*EXERCISE*
In the records below, find the lines that include "senCourses" and copy each.

─── TASK MATERIAL ───

PR #959, opened 2021-09-15
Configure assets domain for serving static assets

vigneshmsft:
### Context

At present the static assets are being served directly from the rails app server.
We can reduce the number of requests served by the app by serving assets from a different cdn-route instance.

Set RAILS_ASSETS_HOST for different envs in KeyVault secrets
Terraform config for binding assets domain to web app
Set `asset_host` rails property to the assets domain

### Checklist

- [x] Rebased master
- [x] Cleaned commit history

### DIFF
--- a/terraform/modules/paas/variables.tf
+++ b/terraform/modules/paas/variables.tf
@@ -47,6 +47,14 @@ locals {
     prod    = ["www", "www2"]
     review  = [local.app_name_suffix]
   }
+  assets_host_names = {
+    qa        = "qa-assets"
+    staging   = "staging-assets"
+    sandbox   = "sandbox-assets"
+    prod      = "assets"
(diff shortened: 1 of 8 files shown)


terraform/modules/paas/variables.tf
```diff
@@ -47,6 +47,15 @@ locals {
     prod    = ["www", "www2"]
     review  = [local.app_name_suffix]
   }
+  assets_host_names = {
+    qa        = "qa-assets"
+    staging   = "staging-assets"
+    sandbox   = "sandbox-assets"
+    loadtest = "assets"
```
malcolmbaig, line 54: doest this need to be `qa-assets`, `loadtest-assets`, or similar?

saliceti (approved):

PR #970, opened 2021-09-17
Update subject params to use rails subject codes

davidgisbey:
### Context

The subject filters in Find populate the query string with subject codes. These subject codes are the so-called Csharp subject codes, dating from when Find was a C# app before it was rewritten in Rails.

We would like to remove the Csharp codes and replace them with so-called Rails (ie TTAPI-standard) codes so that every service is using the same codes. Apart from being the right thing to do, this also simplifies our reporting and simplifies Find itself.

**However**, we do need to continue to support the old subject codes, because we want to continue to support users who have bookmarked search result pages. (A quick investigation with @misaka found a few hundred requests lacking `Referer`s a month).

- Change Find subject filters to use the same subject codes as TTAPI does (it doesn't rn)
- Continue to support legacy codes using the `CsharpRailsSubjectConversionHelper`

### Guidance to review

Have i missed anything?

### Trello card

https://trello.com/c/MxJ6HtX4/3952-remove-the-csharp-to-rails-subject-conversion-logic-in-the-subject-filters

### Checklist

- [x] Rebased master
- [x] Cleaned commit history

### DIFF
--- a/app/controllers/result_filters/subject_controller.rb
+++ b/app/controllers/result_filters/subject_controller.rb
@@ -16,7 +16,7 @@ module ResultFilters
     end
 
     def create
-      if params[:rails_subjects].blank? && (params[:senCourses].blank? || params[:senCourses] == 'false')
+      if params[:subject_codes].blank? && (params[:senCourses].blank? || params[:senCourses] == 'false')
         flash[:error] = [I18n.t('subject_filter.errors.no_option')]
 
         if flash[:start_wizard]
@@ -25,14 +25,16 @@ module ResultFilters
           redirect_to subject_path(filter_params)
         end
       else
-        redirect_to results_path(filter_params.merge(rails_subjects: params[:rails_subjects]))
+        redirect_to results_path(filter_params.merge(subject_codes: params[:subject_codes]))
       end
     end
 
   private
 
     def convert_csharp_params_to_rails
-      params['rails_subjects'] = convert_csharp_subject_id_params_to_subject_code if convert_csharp_subject_id_params_to_subject_code.present?
+      if params['subject_codes'].blank? && convert_csharp_subject_id_params_to_subject_code.present?
+        request.query_parameters['subject_codes'] = convert_csharp_subject_id_params_to_subject_code
+      end
     end
 
     def build_subject_areas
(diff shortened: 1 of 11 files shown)


app/controllers/result_filters/subject_controller.rb
```diff
@@ -16,7 +16,7 @@ def start
     end
 
     def create
-      if params[:subjects].blank? && (params[:senCourses].blank? || params[:senCourses] == 'false')
+      if params[:subject_codes].blank? && (params[:senCourses].blank? || params[:senCourses] == 'false')
```
TobyRet, line 19: Very minor nit pick but wondering if we should be using the `subject_code` rather than `subject_codes` so we have some thing like:
`/results?l=2&subject_code%5B%5D=00&subject_code%5B%5D=01&subject_code%5B%5D=02`

There is also a larger question about whether Find params should be hyphenated rather than snake-cased

app/helpers/result_filters/subject_helper.rb
```diff
@@ -4,17 +4,17 @@ module SubjectHelper
     include CsharpRailsSubjectConversionHelper
```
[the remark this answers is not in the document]
TobyRet: Actually I see there are some comments in there already by may need reviewing / updating - particularly this one
https://github.com/DFE-Digital/find-teacher-training/blob/master/app/helpers/csharp_rails_subject_conversion_helper.rb#L1

TobyRet (commented):
Couple of minor comments otherwise LGTM

app/controllers/result_filters/subject_controller.rb
davidgisbey: So the problem is though that it munges it into an array in the controllers so it's always going to be dramatically incorrect somewhere. Feels like this this might be the lesser evil otherwise you're iterating over `subject_code` wdyt?

app/helpers/result_filters/subject_helper.rb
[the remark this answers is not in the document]
davidgisbey: have updated the comment

app/controllers/result_filters/subject_controller.rb
TobyRet: Ah right - np

TobyRet (approved):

───

*TASK SOLUTION*
-      if params[:rails_subjects].blank? && (params[:senCourses].blank? || params[:senCourses] == 'false')
+      if params[:subject_codes].blank? && (params[:senCourses].blank? || params[:senCourses] == 'false')
-      if params[:subjects].blank? && (params[:senCourses].blank? || params[:senCourses] == 'false')
+      if params[:subject_codes].blank? && (params[:senCourses].blank? || params[:senCourses] == 'false')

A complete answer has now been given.